# Excessive pressure needed on Europiccola lever



## jwripple (Dec 27, 2011)

I've had my LP Europiccola for less than two years, and it's had only light use. Recently it has needed much greater force on the lever to produce the coffee - to the extent that it can be very hard to get anything through. Nothing has changed about the beans, the grind or the fill. The water here is very soft. The coffee still tastes fine, but it's a bit cool by the time you get to drink it. Any ideas?


----------



## Mrboots2u (May 10, 2013)

When you say nothing has changed with the dose and coffee . Presume you are using exactly the same coffee and weighing a dose each time ...

What water are you using it it also ?


----------



## The Systemic Kid (Nov 23, 2012)

Have you serviced the machine recently?


----------



## jwripple (Dec 27, 2011)

I'm using a Eureka Mignon grinder that dispenses a set amount with each actuation. The water is Isle of Man tap water, as always.


----------



## jwripple (Dec 27, 2011)

I didn't realise servicing was necessary with the Europiccola. My last one went ten years without any attention. Can you point me towards instructions?


----------



## Mrboots2u (May 10, 2013)

jwripple said:


> I'm using a Eureka Mignon grinder that dispenses a set amount with each actuation. The water is Isle of Man tap water, as always.


Have you changed coffee and or grind. Set amount in the timer will probably have a variance of plus /minus 1-2g.

This is more of an aside really as I'm not sure this is the route of your issue....


----------



## The Systemic Kid (Nov 23, 2012)

jwripple said:


> I didn't realise servicing was necessary with the Europiccola. My last one went ten years without any attention. Can you point me towards instructions?


Levers should have a service every six months - every twelve for light use - lube and piston seal check. Have a look at these clips courtesy Orphan Espresso:






Seal kits can be sourced from:

http://www.espressoservices.co.uk/la_pavoni_service_kit_old.html

Excessive pressure needed to pull a shot normally indicates too fine a grind and/or heavy tamping but you say that nothing has changed in that respect. I would try grinding a bit coarser and adjusting tamp pressure to see if that makes any difference without any detriment to quality of shot produced. If it doesn't, a service check seems indicated.


----------



## Mrboots2u (May 10, 2013)

The Systemic Kid said:


> Levers should have a service every six months - every twelve for light use - lube and piston seal check. Have a look at these clips courtesy Orphan Espresso:


The last part of this is good advise , if you can id make sure you are using the same dose by weight for each adjustment of grind also


----------



## jwripple (Dec 27, 2011)

Thanks very much for the video links. Very interesting but well above my pay-grade.


----------



## El carajillo (Mar 16, 2013)

Take your time and go for it. Think of the satisfaction and sense of achievement you will gain. Plus wonderful coffee.


----------



## coffeechap (Apr 5, 2012)

servicing the la pavoni is really simple, you should at least be removing the shower screen and cleaning with puly cafe as the residue that builds up behind it (especially when grinding fine) will seriously start to affect the pour as it restricts the flow and is probably the biggest contributing factor to the increase in force required. what does the flow look like when you raise the lever without the portafilter attached?

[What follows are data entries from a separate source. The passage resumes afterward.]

PR #1153, opened 2021-09-20
Add CMake Support for Mbed port

lambda-shuttle:
Currently, MbedOS applications using this port require that they are built with the old mbed-cli. However, `mbed-tools` is the new, future command-line tool for MbedOS; `mbed-tools` is also known as Mbed CLI 2. This new tool makes use of "Ninja as a build system, and CMake to generate the build environment and manage the build process in a compiler-independent manner." More information can be found [here](https://os.mbed.com/docs/mbed-os/v6.12/build-tools/mbed-cli-2.html). 

A CMakeLists.txt was added to the port (`mcuboot/boot/mbed`). This pull request also includes changes to avoid including the private header (`bootutil_priv.h`) in bootutil's src directory - the required macro `MCUBOOT_SWAP_USING_SCRATCH` is now setup in mbed's `flash_map_backend.cpp`. 

@LDong-Arm


d3zd3z:
Is there a desire to get this merged?

If so, a few issues to address:
- Rebase the changes, this will be needed to fix the merge conflicts, but also to eliminate the extra merge commit in the history.
- There are multiple lines with stray whitespace at the end of the line.

PR #1155, opened 2021-09-22
zephyr: Check zephyr,uart-mcumgr as candidate for serial recovery

de-nordic:
The commit modifies selection of boot serial UART by first checking
the Zephyr chosen zephyr,uart-mcumgr and then reverting to the
zephyr,console, as a secondary candidate.
In case when both nodes are present and point to the same device,
error will be reported.

### DIFF
--- a/boot/zephyr/serial_adapter.c
+++ b/boot/zephyr/serial_adapter.c
@@ -22,8 +22,16 @@
 #include "bootutil/bootutil_log.h"
 #include <zephyr/usb/usb_device.h>
 
-#if defined(CONFIG_BOOT_SERIAL_UART) && defined(CONFIG_UART_CONSOLE)
+#if defined(CONFIG_BOOT_SERIAL_UART) && defined(CONFIG_UART_CONSOLE) && \
+    (!DT_HAS_CHOSEN(zephyr_uart_mcumgr) ||                              \
+     DT_SAME_NODE(DT_CHOSEN(zephyr_uart_mcumgr), DT_CHOSEN(zephyr_console)))
 #error Zephyr UART console must been disabled if serial_adapter module is used.
+#endif
+
+#if defined(CONFIG_BOOT_SERIAL_CDC_ACM) && \
+    defined(CONFIG_UART_CONSOLE) && !DT_HAS_CHOSEN(zephyr_uart_mcumgr)
+#error Zephyr UART console must been disabled if CDC ACM is enabled and MCUmgr \
+       has not been redirected to other UART with DTS chosen zephyr,uart-mcumgr.
 #endif
 
 BOOT_LOG_MODULE_REGISTER(serial_adapter);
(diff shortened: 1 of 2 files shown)


boot/zephyr/serial_adapter.c
```diff
@@ -192,7 +195,11 @@ static int
 boot_uart_fifo_init(void)
 {
 #ifdef CONFIG_BOOT_SERIAL_UART
+#if DT_HAS_CHOSEN(zephyr_uart_mcumgr)
+	uart_dev = DEVICE_DT_GET(DT_CHOSEN(zephyr_uart_mcumgr));
+#else
 	uart_dev = DEVICE_DT_GET(DT_CHOSEN(zephyr_console));
+#endif
 #elif CONFIG_BOOT_SERIAL_CDC_ACM
 	uart_dev = DEVICE_DT_GET_ONE(zephyr_cdc_acm_uart);
```
mlsvrts, line 204: Currently, it is not really feasible to use a composite cdc acm usb device, such that one interface is used for logging and the other is used for serial recovery. This is because [`DEVICE_DT_GET_ONE`](https://docs.zephyrproject.org/2.7.0/reference/drivers/index.html?highlight=device_dt_get_one#c.DEVICE_DT_GET_ONE) returns an arbitrary valid node, which can of course collide with the cdc acm uart being used as the logging backend. 

So, maybe it would be useful to also try to use `zephyr,uart-mcumgr` as the default cdc acm uart device selection, and fall back to grabbing any valid node if it is not present?

```suggestion
#if DT_HAS_CHOSEN(zephyr_uart_mcumgr)
        uart_dev = DEVICE_DT_GET(DT_CHOSEN(zephyr_uart_mcumgr));
#else
        uart_dev = DEVICE_DT_GET_ONE(zephyr_cdc_acm_uart);
#endif
```

d3zd3z (approved):

d3zd3z:
Unfortunately, this seems to have developed a minor conflict that need to be resolved.

nvlsianpu:
@de-nordic Can you refresh this PR - I think it make sense.

boot/zephyr/serial_adapter.c
nvlsianpu: +1 for binding virtual port using zephyr,uart-mcumgr chosen node as well

nordicjm (approved):

boot/zephyr/serial_adapter.c
de-nordic: I would rather have that as another PR, because I am not that familiar with CDC ACM devices and reluctant to bring change I do not completely understand.

nordicjm:
Needing to use this for a zephyr test in qemu, is it possible to fix the failing issue and merge?

d3zd3z:
Looks like we just need to fix the CI failure. Do we need to add mynewt support for this?

de-nordic:
> Looks like we just need to fix the CI failure. Do we need to add mynewt support for this?

Will rebase to fix CI. These are Zephyr only sources affected here. mynewt may have different mechanism for this.

de-nordic:
@mlsvrts Can you take a look?

mlsvrts:
I'm not able to easily pull and test this anymore, but these changes should support the composite CDC-ACM use-case, so it looks good to me, thanks!

PR #1405, opened 2018-09-17
fix(react): handle event changes correctly

kvet:


packages/dx-react-core/src/utils/state-helper.test-utils.jsx
```diff
@@ -207,6 +207,40 @@ export const testStatePluginField = ({
         expect(change)
           .toHaveBeenCalledTimes(1);
       });
+
+      it(`should correctly work with when ${eventPropertyName} change event changes`, () => {
```
SergeyAlexeev: It looks like there is a typo in a test description. ...work `with` or `when`?

PR #1408, opened 2018-09-18
feat(react-chart): add palette plugin

Krijovnick:


packages/dx-react-chart-demos/src/demo-sources/chart-basic/bootstrap4/theme.jsx
```diff
@@ -0,0 +1,93 @@
...
+  schemePastel1,
+  schemePastel2,
+  schemeSet1,
+  schemeSet2,
+  schemeSet3,
+} from 'd3-scale-chromatic';
+
+import { Scale, Theme } from '@devexpress/dx-react-chart';
+
+const materialUI = ['#2196F3', '#F44336', '#4CAF50', '#FFEB3B', '#E91E63', '#9C27B0'];
```
MaximKudriavtsev: I think that we should use `MaterialDesignColors` instead `MaterialUI` because material-ui is only react library.
Add more colors to that palette from official site https://material.io/design//color/the-color-system.html#tools-for-picking-colors

MaximKudriavtsev:
Can we implement this feature without add `Theme` plugin to markup? It looks excess because the Chart should have colors always.

packages/dx-react-chart-demos/src/demo-sources/chart-basic/bootstrap4/theme.jsx
Krijovnick: I'll change the name to `MaterialDesignColors`. 
And why are we need to add more color to that palette?

MaximKudriavtsev: Because colors are repeated and it looks bad.

Krijovnick:
@MaximKudriavtsev I think this was the point because we have plugin structure.

packages/dx-react-chart-demos/src/demo-sources/chart-basic/bootstrap4/theme.jsx
Krijovnick: But other schemes has not many colors too.

MaximKudriavtsev:
@Krijovnick but this plugin is required. I should always add this plugin to my markup, I think this is problem.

to service the piston and lever assembly is fairly simple as well, remove the retaining pins on the lever, press the piston down so that the group seal and shower screen pop out then take out the piston, clean the inside of the group and the piston, regrease and then reassemble.


----------



## jwripple (Dec 27, 2011)

WhatI would gain is almost certainly a pile of bits that I can't put back together. Not every LP owner has mechanical skills. Thanks for the comment anyway.


----------



## El carajillo (Mar 16, 2013)

jwripple said:


> WhatI would gain is almost certainly a pile of bits that I can't put back together. Not every LP owner has mechanical skills. Thanks for the comment anyway.


Photographs at various stages as you dismantle ?


----------



## DannyMontez (May 19, 2014)

jwripple said:


> WhatI would gain is almost certainly a pile of bits that I can't put back together. Not every LP owner has mechanical skills. Thanks for the comment anyway.


I completely rebuilt mine. There is not much to it really. Take it slow and take photographs.


----------



## PreCoffeeCantankerousness (Dec 14, 2014)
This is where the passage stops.